MAN..I just noticed I just passed 2500 posts..Now that's a LOT of worthless information being passed on... That makes me almost 1/4 as gabby as Bobby and 1/6th as gabby as bill (but bill..as our resident IT guru has an excuse)..lol


----------



## Slip (Jul 25, 2006)

I've been in and out of here somewhat, but looks like I may be back working long hours again with Ike breathing down our necks. Cool weather can't come too soon. Already have reservations for the wife again for an evac if needed. This one so far, looks like it is forcasted to come even closer. Bobby, keep your eyes and ears open also since you live almost on the water.


----------



## Tortuga (May 21, 2004)

Man, Slip ..let's don't even ALLOW another 'cane to come in on our stretch of the coast..This looks like a REALLY active season..:frown: 

That said..Bobby made me go out and whup out a couple of Ultra Cigars.. Here's a little 'et cetera'...On the flanks are a couple of acrylic Ultra Cigars...I just like those kits... in the middle are a couple of 'Combos'..i.e. antlers combined with the 'other' ends of a couple of acrylics that blew out on me. Can't stand to waste nuthin'..and might find some 'out-of-the-box' hunter they might appeal to.. Sure ain't never gonna be another like either one of them. My personal fav colors are turquoise and blue...Can ya tell???:tongue:


----------



## Slip (Jul 25, 2006)

What is that blue one with the antlers. I like the blue design of that pen.


----------



## Tortuga (May 21, 2004)

slip knot said:


> What is that blue one with the antlers. I like the blue design of that pen.
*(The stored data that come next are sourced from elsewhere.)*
PR #185, opened 2019-06-13
(maint) test fixes

DavidS:
These test fixes are fixes for unclean tests uncovered by `--rand` test ordering.


DavidS:
rebased on top of current master

PR #200, opened 2019-08-28
(FM-8092) Fix caching scope of transport schemas

DavidS:
When running in puppetserver for the [environment_transports](https://github.com/puppetlabs/puppetserver/blob/master/documentation/puppet-api/v3/environment_transports.markdown)
API, the Resource API would cache registered transport schemas forever.
This meant that deploying a new module version and running the usual
environment cache cleaning scripts would not update the transport schema.

With this change, we push the transport cache into an ObjectIdCacheAdapter
around the environment, which will be cleaned up by the internal utilities.

### DIFF
--- a/spec/puppet/resource_api/transport_spec.rb
+++ b/spec/puppet/resource_api/transport_spec.rb
@@ -5,9 +5,9 @@ RSpec.describe Puppet::ResourceApi::Transport do
     environment = class_double(Puppet::Node::Environment)
 
     if name.nil?
-      allow(Puppet).to receive(:respond_to?).and_return(false)
+      allow(Puppet).to receive(:respond_to?).with(:lookup).and_return(false)
     else
-      allow(Puppet).to receive(:respond_to?).and_return(true)
+      allow(Puppet).to receive(:respond_to?).with(:lookup).and_return(true)
     end
 
     allow(Puppet).to receive(:lookup).with(:current_environment).and_return(environment)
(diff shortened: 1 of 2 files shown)


hlindberg:
Looks ok to me - (I assume it writes to the  cache by getting the `transports` hash - which happens to be the hash managed by the cache adapter).

spec/puppet/resource_api/transport_spec.rb
```diff
@@ -73,64 +73,16 @@ def change_environment(name = nil)
...
-          expect(transports['foo'][schema2[:name]]).to be_a_kind_of(Puppet::ResourceApi::TransportSchemaDef)
-          expect(transports['foo'][schema2[:name]].definition).to eq(schema2)
-
-          change_environment(:bar)
-          described_class.register(schema3)
-          expect(transports).to have_key(:bar)
-          expect(transports[:bar][schema3[:name]]).to be_a_kind_of(Puppet::ResourceApi::TransportSchemaDef)
-          expect(transports[:bar][schema3[:name]].definition).to eq(schema3)
+        it 'adds to the transports register' do
+          expect { described_class.register(schema) }.not_to raise_error
```
da-ar: missing tests that handle caches other than `transports_default`

DavidS: added a environment to the other test.

PR #236, opened 2019-10-02
(packaging) Bump to version '1.9.0' [no-promote]

GabrielNagy:
The automatic bump script missed this since version 1.9.0 was previously committed/reverted in 1edc1b583655393d747ea0ac48f1718ddc4d8889

### DIFF
--- a/lib/puppet/resource_api/version.rb
+++ b/lib/puppet/resource_api/version.rb
@@ -1,5 +1,5 @@
 module Puppet
   module ResourceApi
-    VERSION = '1.8.8'.freeze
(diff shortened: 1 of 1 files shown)


DavidS:
@mihaibuzgau how does this tie up with the plans for lovejoy branching? we still have a bug or two in-flight that might need to get promoted into lovejoy. are they supposed to get shipped as 1.9.x or will there be a 1.8.x branch in time for this to happen?

Otherwise I'd rather hold off on this version bump until lovejoy is out the door to avoid additional confusion.

PR #238, opened 2019-10-03
(FM-8336) Capture and expose attribute ordering from transport schema

DavidS:
When exposing attributes in the UI, they currently need to be alphabetised by their name, since the transmission through APIs does not preserve key order of the connection_info hash.

To facilitate showing attributes in the order defined by the module author, this change embeds the key-insertion order from the TypeDefinition into the API response.


DavidS:
This supersedes https://github.com/puppetlabs/puppetserver/pull/2193

Issue #214, opened 2019-09-24
failing resource poisons the context/flush implementation


DavidS:
## Describe the Bug
When puppet applies two resources of the same type, and the first one fails, but the second one would succeed, the lack of a reset of the context.failed? status in resource_api.rb:388 causes the second resource to fail too.

## Expected Behavior
The second resource should be evaluated independently of the first resource's success.

## Additional Context
Originally filed as https://tickets.puppetlabs.com/browse/PDK-1134

PR #241, opened 2019-10-28
Reset context.failed? between resources

seanmil:
Ensure that context.failed? is reset after a failure encountered
during a flush so following resources do not falsely indicate
they encountered an error.


seanmil:
This should address issue #214

PR #253, opened 2020-02-01
add Ruby 2.6.5 to test matrix

bastelfreak:
Ruby 2.6 was released over a year ago so I think it makes sense to test against it.


DavidS:
Hi @bastelfreak , the resource api is only testing on ruby versions that we actually ship, hence I'm closing this. We'll add more ruby versions when we get ready to ship a newer ruby in the agent packaging.

PR #254, opened 2020-02-01
Add Ruby 2.7.0 to Travis-CI matrix

bastelfreak:
Ruby 2.7 was released some time ago and the first distributions start to
ship it. Based on that I think it's a good idea to also run tests
against it.


bastelfreak:
Depends on https://github.com/puppetlabs/puppet/pull/7919

DavidS:
Hi @bastelfreak , the resource api is only testing on ruby versions that we actually ship, hence I'm closing this. We'll add more ruby versions when we get ready to ship a newer ruby in the agent packaging.

PR #255, opened 2020-02-01
Add `puppet` as runtime dependency

bastelfreak:
several classes from the puppet gem are loaded within this lib, so it's
a runtime dependency.

This only specifies the absolute lowest bound that is required to make
the code load. Actual requirements, bug-for-bug compatibility and
commercial support options are a lot more complex than can be expressed
here.

Signed-off-by: David Schmitt <david.schmitt@puppet.com>

### DIFF
--- a/puppet-resource_api.gemspec
+++ b/puppet-resource_api.gemspec
@@ -26,4 +26,5 @@ Gem::Specification.new do |spec|
   spec.require_paths = ['lib']
 
   spec.add_runtime_dependency 'hocon', '>= 1.0'
+  spec.add_runtime_dependency 'puppet', '>= 4.0'
 end


bastelfreak:
I'm not sure if version 6 is the correct requirement. Would 5 work as well?

DavidS:
this should work from puppet 4.10; since that v is not supported anymore, 5.5 should be the lower bound.

bastelfreak:
mhm, this requires some rework on the travis configuration

daianamezdrea:
Hello @bastelfreak, this is WIP ? Thank you!

DavidS:
Rebased on top of #275 to include the other dependency fixes.

DavidS:
bundler 1.17 is very unhappy over this change in conjunction with this library being a part of puppet 6:
```
Resolving dependencies...

Your bundle requires gems that depend on each other, creating an infinite loop.

Please remove either gem 'puppet' or gem 'puppet-resource_api' and try again.
```
-- from https://travis-ci.org/github/puppetlabs/puppet-resource_api/jobs/696802683

PR #263, opened 2020-03-20
(maint) Mock Hocon.load(...)

IrimieBogdan:
Mock Hocon.load(...) as it is used by Facter 4 before it is used in the class under test.


DavidS:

It's just a plain old slimline with a rifle clip added, Slip.. The blue swirl acrylic is just out of the assortment the DIL sent me..Busted the other end of the acrylic on the first pass at a regular pen so used it up on this 'un. It came out a little shorter than usual..Think I musta ground off a little too much on the antler end while trying to square it up on the drill press.. That's the only real problem I got with them anymore...getting the ends of the antler squared after drilling and tubing them. Hard to get the drill vise to hold the raw antler vertical and sometimes gotta go on down into the brass tube a little farther than needed.. I loose a LOT of antler blanks thataway...


----------



## Profish00 (May 21, 2004)

Hot Garage and the last 2 calls blew out on me.


----------



## Bobby (May 21, 2004)

Tortuga I was going to get you to send me some kits but after looking at IKE I believe I will wait till he has gone on home.


----------



## Viking48 (Jan 24, 2006)

I've wondered the same thing - figured everyone was napping. Tortuga - I got that dozen done and your brass is ready. I'll see how things go tomorrow or Tuesday and maybe I can drop them off.


----------



## Tortuga (May 21, 2004)

Dangdest thing happened !!!..That purple Cigar pen found a new home via 2cool last night..and when I came in here this AM..the sucker had 'given birth'.. 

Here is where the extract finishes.